This is where the Aloë feels at home
The Aloë delaetii is originally from the Middle East and is related to the more famous Aloë Vera. The plant grows naturally in dry, rocky areas. After a heavy downpour, the Aloe stores moisture in the leaves so that it can survive extreme droughts. It is therefore important to give the Aloe a sunny spot in the house. That's where he feels most at home. When you have just received the Aloë, it is best to let the plant get used to the new environment. It is best to place it in a light spot for a few weeks, but not in full sun. Then you can move the plant to its new, sunny spot.
As mentioned, the Aloë stores moisture in the leaf. An excess of water naturally disappears through well-drained soil, but when the plant is in a pot, the water cannot go anywhere and water remains in the pot. This can cause the roots to rot. Place the plant in a large pot with well-drained soil. You achieve this by mixing soil with sand and fine gravel: 1/3 potting soil, 1/3 sand, 1/3 part fine gravel.
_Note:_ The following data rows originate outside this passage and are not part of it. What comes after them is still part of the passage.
PR #2024, opened 2023-12-04
Don't test metadata services against legacy ones.

mr0re1:
Legacy metadata to be removed, added comment.


pkg/inspect/modules_test.go
nick-stroud, line 1: IIUC:
- check that metadata file exists
- check that services are defined, I am assuming that empty list is ok as long as it is not nil

If true then proceed.

nick-stroud (approved):

PR #2029, opened 2023-12-08
Disable `go-critic` hook

mr0re1:
Broken: https://github.com/go-critic/go-critic/issues/1388


cboneti:
what are you replacing it for?

mr0re1:
> what are you replacing it for?

I'm not replacing it with anythin, just temporarily disabling it, since it's broken.
Fallback to older binary version doesn't help, so I assume this is transitive dependency issue.

Disabling it to prevent PR-validation failures, that can (or not) start happening after next builder image roll out.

Let the soil dry out completely. Give a splash of water every now and then. It is the same in nature, after a rain shower it can sometimes remain dry for months. In the spring and summer the plant grows, so it needs water in addition to sunlight, but again, don't water too much. It is important to look closely at the plant. If the soil (up to the bottom of the pot) is dry and the leaves start to wrinkle a bit, it is not getting enough water. If the soil is moist (check the soil regularly) and the plant starts to droop at the attachment of the leaves, then the plant has had too much water and rot will develop.
Humid or dry air
An Aloe is naturally used to dry air, so high humidity is not necessary. If the plant is placed on or close to the heating during the colder months, the leaves may shrivel a bit. Then it is too close to the heating and it is best to move it slightly or give it some extra water.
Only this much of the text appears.